Problem to work on: If a line of the data contains the word "emits", it is counted; report how many such lines there are and nothing else.

START Information shown

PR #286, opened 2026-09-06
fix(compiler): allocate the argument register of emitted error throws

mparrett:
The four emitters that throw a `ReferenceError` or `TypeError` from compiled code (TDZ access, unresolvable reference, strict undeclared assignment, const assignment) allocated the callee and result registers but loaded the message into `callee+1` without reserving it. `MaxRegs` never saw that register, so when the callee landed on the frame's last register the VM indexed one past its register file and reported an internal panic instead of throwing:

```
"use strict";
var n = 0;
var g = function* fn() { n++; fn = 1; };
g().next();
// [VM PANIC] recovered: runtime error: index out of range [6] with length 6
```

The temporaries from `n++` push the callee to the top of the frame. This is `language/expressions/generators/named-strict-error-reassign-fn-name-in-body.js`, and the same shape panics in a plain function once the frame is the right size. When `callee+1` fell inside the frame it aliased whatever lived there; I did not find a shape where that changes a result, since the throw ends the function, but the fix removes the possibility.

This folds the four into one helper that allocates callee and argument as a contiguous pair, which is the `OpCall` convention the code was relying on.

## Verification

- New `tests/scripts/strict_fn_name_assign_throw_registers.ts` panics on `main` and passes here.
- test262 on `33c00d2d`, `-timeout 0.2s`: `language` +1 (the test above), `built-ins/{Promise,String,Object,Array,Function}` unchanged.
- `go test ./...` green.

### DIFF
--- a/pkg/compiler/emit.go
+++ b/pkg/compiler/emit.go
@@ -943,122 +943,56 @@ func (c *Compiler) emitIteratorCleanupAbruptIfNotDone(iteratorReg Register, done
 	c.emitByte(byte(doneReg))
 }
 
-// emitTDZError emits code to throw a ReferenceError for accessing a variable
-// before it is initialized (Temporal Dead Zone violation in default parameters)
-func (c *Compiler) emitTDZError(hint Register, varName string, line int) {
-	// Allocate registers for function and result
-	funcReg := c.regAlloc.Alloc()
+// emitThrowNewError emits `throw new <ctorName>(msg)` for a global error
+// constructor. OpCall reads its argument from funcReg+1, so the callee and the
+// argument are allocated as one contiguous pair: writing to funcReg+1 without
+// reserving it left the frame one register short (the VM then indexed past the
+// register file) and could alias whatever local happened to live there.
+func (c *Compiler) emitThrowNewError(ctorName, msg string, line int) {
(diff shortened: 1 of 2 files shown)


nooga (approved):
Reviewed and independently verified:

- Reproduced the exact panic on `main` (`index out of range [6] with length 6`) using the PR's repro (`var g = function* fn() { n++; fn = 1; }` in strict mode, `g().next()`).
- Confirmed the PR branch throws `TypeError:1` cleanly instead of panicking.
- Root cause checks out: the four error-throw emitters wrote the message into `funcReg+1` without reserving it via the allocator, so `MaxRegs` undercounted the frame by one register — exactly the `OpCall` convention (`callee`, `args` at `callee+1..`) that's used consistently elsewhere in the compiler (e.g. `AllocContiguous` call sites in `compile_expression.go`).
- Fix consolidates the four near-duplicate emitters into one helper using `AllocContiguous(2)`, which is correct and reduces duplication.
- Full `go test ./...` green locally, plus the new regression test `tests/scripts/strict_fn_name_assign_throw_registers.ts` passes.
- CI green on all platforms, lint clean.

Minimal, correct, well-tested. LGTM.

END Information shown

Completed exercise: 2